Problem to solve: Taking the line with "register-indirect operand, executed" as the first and the line with "exits must seed" as the last, set down exactly every line in that range from the entries below, and no more.

Records to process:

PR #1215, opened 2026-04-18
feat:  more lookup optimizations in decoding

baltzell:
* Sets instead of Lists for lookup speed
* Minimize manual lookups for `/daq/fadc` tables

### DIFF
--- a/common-tools/clas-detector/src/main/java/org/jlab/detector/decode/DetectorEventDecoder.java
+++ b/common-tools/clas-detector/src/main/java/org/jlab/detector/decode/DetectorEventDecoder.java
@@ -26,16 +26,18 @@ public class DetectorEventDecoder {
 
     HashSet<DetectorType> keysFilter;
     HashSet<DetectorType> keysMicromega;
-    HashMap<DetectorType,String> translations;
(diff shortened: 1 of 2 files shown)


common-tools/clas-detector/src/main/java/org/jlab/detector/decode/DetectorEventDecoder.java
```diff
@@ -22,27 +24,22 @@ public class DetectorEventDecoder {
...
 
+    int runNumber = 10;
+ 
     public DetectorEventDecoder(boolean development){
-        if(development==true){
-            this.initDecoderDev();
-        } else {
-            this.initDecoder();
-        }
+        this.initDecoder();
```
raffaelladevita, line 42: should probably remove the development mode from the command line options

raffaelladevita (dismissed):

common-tools/clas-detector/src/main/java/org/jlab/detector/decode/DetectorEventDecoder.java
baltzell: Yeah, I thought it'd been defunct/notuseful for many years, right?

PR #145, opened 2026-08-24
perf(jit): bare RTS/RTD becomes a dynamic-exit trace terminal

rlanday:
## What this does

Two commits, stacked on #143 (and through it #142/#141):

1. The RTD `change_of_flow` fix — the same commit as #144, included so
   this branch's interpreter and JIT agree; it drops out on rebase once
   #144 lands.
2. **`ReturnExit`: a bare RTS or RTD becomes a dynamic-exit trace
   terminal** instead of ending every recording at a blocker.

A bare return's target differs per caller, so no guarded terminal could
represent it, and whole subroutine bodies stayed interpreted — the
per-region census attributes roughly 35–40% of SimCity 2000's
interpreted retirement and ~36% of EV Override's to call/return-bounded
regions. `ReturnExit` records the return as an always-exit terminal:
pop the return address through the checked window, deallocate (RTD's
displacement folds into the same stack-pointer add), and exit the trace
at the popped target.

Three design points:

- **Unguarded by construction.** The exit is the architectural jump
  itself, so there is nothing to predict and nothing to bail on beyond
  the ordinary checked stack read. (An earlier investigation measured
  that specializing one dynamic target of a polymorphic site does not
  pay; this terminal takes the opposite, prediction-free shape.)
- **Completions seed their dynamic target.** A clean trace completion
  normally only chains when the exit lands on an already-compiled head,
  and a fresh per-caller continuation never is one — so without this,
  continuations after a returning subroutine would compile only by luck
  of a backward branch. A `ReturnExit` completion therefore counts
  trace candidacy at the popped address, exactly as guarded branch
  exits do; each hot caller's continuation then compiles and ordinary
  bounded chaining connects body to continuation.
- **Return regions reuse the measured indirect-call break-even length**
  (`TRACE_MIN_INDIRECT_JSR_OPS` = 7): both dynamic-exit terminals pay
  the same per-entry shape (validation, ABI boundary, an exit whose
  target the trace cannot name), and without a floor every two-op
  pop-and-return stub in the guest would claim a direct-mapped cache
  slot at negative value.

Coverage: RTS (`4E75`) everywhere; RTD `#d16` (`4E74`) exactly where
the interpreter accepts it — every model but the original M68000. Both
recorder routes produce the terminal: the ordinary decoder, and
call-through's "RTS with no pending recorded call" case (the head
function's own return), which previously ended the region just before
the return.

## Safety boundary

- The executed semantics are the interpreter's, bit for bit: same pop,
  same stack adjustment, same 16/20 cycle charges, and (with the RTD
  fix) both returns raise `change_of_flow`.
- The stack read goes through the same checked-window path as every
  other trace memory op and runs before any state changes: a miss
  (window, pre-68020 odd SP) bails with nothing committed and the
  return re-executes through full dispatch.
- No existing terminal, guard, or admission changes; the only admission
  change is that the short-region floor now also covers
  return-terminated regions (the `IndirectJsrTooShort` reason, shared
  via an `ends_in_dynamic_exit` predicate).

## Tests

Ten new tests: decode boundaries (RTS; RTD's displacement sign and its
cpu-type gate matching the interpreter's exactly), portable executor
pop/deallocate/exit and bail-without-partial-state, native
commit-only-after-stack-check and RTD displacement, both recorder
routes producing the terminal, the break-even floor (six-op return
region stays decoded, seven-op compiles), and the full
seed-then-promote pipeline (a completion seeds the continuation, a
second completion starts its exit-seeded recording). Suites on this
branch: 279 / 243 / 174 library tests across `jit,trace-profile`,
`jit`, and `--no-default-features`; clippy `-D warnings` and
`cargo fmt --check` clean.

## Measurements

Instrument and conventions as in #143: the deterministic 400M-guest-
instruction headless census (SimCity 2000 city simulation, EV Override
gameplay from a fixed save), coverage = trace-retired share of guest
instructions; SC2K's census is bit-deterministic, EV carries ~0.5 pt
run-to-run jitter so it is measured as interleaved base/arm pairs.
Host-work numbers use `/usr/bin/time -l` instructions retired
(release builds, no trace profiling, screenshots suppressed, both arms
from one harness tree), because this host's frequency drift makes wall
time unable to resolve effects of this size.

### On this branch's own base (#143's head)

Fixed 400M-instruction SC2K census, this branch vs its base:

| arm | JIT-retired | coverage | native calls | ops/call | final guest tick |
|---|---:|---:|---:|---:|---:|
| #143 head | 274,719,478 | 68.68% | 16,520,258 | 16.63 | 135,079 |
| + this branch | 286,354,876 | **71.59%** | 17,653,795 | 16.22 | 135,079 |

Identical final guest tick: the arms executed the same guest work, and
the +2.91 coverage points move 11.6M instructions per run from the
interpreter into traces. Ops per native call dips 16.63 → 16.22
because the newly compiled subroutine bodies are length-capped by
forward branches on this base; on a tree that also carries #138's
if-conversion the same terminal converts far more (below) and ops/call
holds at 19.

EV Override, six interleaved census pairs from a fresh save (two
batches of three):

| pair | #143 head | + this branch | delta |
|---|---:|---:|---:|
| 1 | 74.83% | 74.92% | +0.09 pts |
| 2 | 74.82% | 73.80% | −1.02 pts |
| 3 | 74.50% | 75.16% | +0.66 pts |
| 4 | 73.63% | 74.72% | +1.09 pts |
| 5 | 74.74% | 74.87% | +0.13 pts |
| 6 | 74.51% | 75.59% | +1.08 pts |

Median +0.40, five of six non-negative, the one negative pair within
this harness's observed under-load jitter (±1.0). On this base EV is a
passed regression check rather than a win; the positive EV deltas
appear on the full stack, where if-conversion lets recordings reach
their returns.

### On the full pending stack (#134 + #138 + #141 + #142 + #143)

Measured on a local tree carrying all pending PRs with the documented
merge resolutions:

- SC2K census: coverage **70.51% → 78.29% (+7.78 points)**;
  interpreted retirement −27.8% (111.7M → 80.6M); ops per native call
  19.01 → 19.06, so the conversions are whole subroutine bodies, not
  fragments. The two largest interpreted regions fell 71% and 58%.
- EV Override, three interleaved pairs: **+1.20 / +1.12 / +0.08
  points** (EV sits near saturation at ~78%; its largest remaining
  region turns out to be ~93% trace-covered already).
- Host instructions, six interleaved pairs each:
  - vs the stack without this change: **−2.58% median, 6/6 wins**,
    range −2.47..−2.77;
  - vs master: **−9.61% median, 6/6 wins**, range −9.45..−9.83
    (the stack was −7.24% without this change).
- Guest-work alignment: identical final tick within each census arm
  pair to 0.044% (cycle-headroom skew, two orders below the effect).

## Commit structure

The RTD `change_of_flow` commit is #144 verbatim and drops out on
rebase. The `ReturnExit` commit applies to #143's head; nothing in it
depends on #142's admissions or the gate change beyond sharing the
`ends_in_dynamic_exit` helper, so retargeting down the stack is
mechanical if the base PRs are reordered.

https://claude.ai/code/session_019xXVFS9G1t9hEi33kN7MPN

### DIFF
--- a/src/core/trace_jit.rs
+++ b/src/core/trace_jit.rs
@@ -493,6 +493,21 @@ pub(crate) enum JitTraceOp {
     RtsReturn {
         expected_return: u32,
     },
+    /// A bare RTS/RTD terminal: the region is a subroutine body whose
+    /// return target differs per caller, so the return executes
+    /// architecturally -- pop, stack displacement, jump -- and the trace
+    /// exits at the popped address. Exit seeding compiles each caller's
+    /// continuation and ordinary bounded chaining connects them. This is
+    /// deliberately UNGUARDED: the exit is the architectural jump itself,
+    /// and the target-selection investigation measured that specializing
+    /// one dynamic target of a polymorphic site does not pay.
+    ReturnExit {
+        /// RTD's post-pop stack adjustment; 0 for RTS.
+        displacement: i16,
+        /// Decode-time constant: 16 for RTS, 20 for RTD (the
+        /// interpreter's charges).
+        cycles: i32,
+    },
     /// MOVE/MOVEA with at least one register-indirect operand, executed
     /// against the fastmem window (`dst == Addr` is MOVEA). Traces
     /// containing this op only run while a window is active; every access
@@ -1174,6 +1189,17 @@ impl TraceJit {
             if instr_budget < ops_len {
                 return None;
             }
+            // A ReturnExit completion lands at a per-caller continuation
+            // the trace cannot name statically. Those exits must seed
+            // candidacy the way guarded branch exits do: the clean-link
+            // rule only fires when the exit target is ALREADY a compiled
+            // head, which a fresh continuation never is, so without this
+            // the continuations after a returning subroutine would only
+            // ever compile by luck of a backward branch.
+            let ends_in_return_exit = trace
+                .ops
+                .last()
+                .is_some_and(|op| matches!(op.op, JitTraceOp::ReturnExit { .. }));
             // A generated loop clearly amortizes the ABI boundary for
             // profiled mixed 3+-op and read-only loops. A
             // two-op read/write MoveMem loop is already dominated by its two
@@ -1384,7 +1410,12 @@ impl TraceJit {
             if clean_link_exit {
                 super::trace_profile::note_link_exit(pc, cpu_type);
             }
-            if (guarded_branch_exit || clean_link_exit)
+            // A clean ReturnExit completion seeds its dynamic target
+            // (each caller's continuation) even when nothing is compiled
+            // there yet; see `ends_in_return_exit` above.
+            let return_exit_completion =
+                ends_in_return_exit && !guarded_branch_exit && !partial_call_this_entry;
+            if (guarded_branch_exit || clean_link_exit || return_exit_completion)
                 && !single_iter
                 && chain_budget > 0
                 && cpu.pc != pc
@@ -2300,8 +2331,16 @@ impl TraceJit {
                         return;
                     }
                     // An RTS with no pending call is the head function's
-                    // own return: not ours to record through.
-                    self.finish_recording(cpu, executed_pc, RecordingEnd::Region);
+                    // own return: record it as the region's dynamic-exit
+                    // terminal, exactly as the ungated recorder would.
+                    recording.ops.push(TraceBuildOp {
+                        op: JitTraceOp::ReturnExit {
+                            displacement: 0,
+                            cycles: 16,
+                        },
+                        ..call_op
+                    });
+                    self.finish_recording(cpu, next_pc, RecordingEnd::Region);
                     return;
                 }
                 _ => unreachable!(),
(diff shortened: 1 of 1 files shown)


benletchford:
The `ReturnExit` delta itself looks sound, but the current head cannot be merged safely: it contains #141, #142, #143, a duplicate of now-merged #144, and its own return-terminal commit. It therefore also inherits #142's blocking ADDA cycle-accounting bug, and it conflicts with the now-merged #134 trace changes.

Please first land/fix/restack the prerequisite chain on current `master`, then rebase this PR so its diff contains only `perf(jit): bare RTS/RTD becomes a dynamic-exit trace terminal`, and rerun CI. Keeping #144 separate also preserves its distinct `fix(cpu)` release-please entry.

benletchford:
I restacked this directly onto current master, combined the ReturnExit handling with the intervening PEA and TrapExit cases, and updated the two new recording fixtures for the if-conversion state added earlier in the stack. Local fmt, all-feature clippy, no-default-feature library tests (183), and all-feature library tests (292) pass.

Result below:
     /// MOVE/MOVEA with at least one register-indirect operand, executed
     /// against the fastmem window (`dst == Addr` is MOVEA). Traces
     /// containing this op only run while a window is active; every access
@@ -1174,6 +1189,17 @@ impl TraceJit {
             if instr_budget < ops_len {
                 return None;
             }
+            // A ReturnExit completion lands at a per-caller continuation
+            // the trace cannot name statically. Those exits must seed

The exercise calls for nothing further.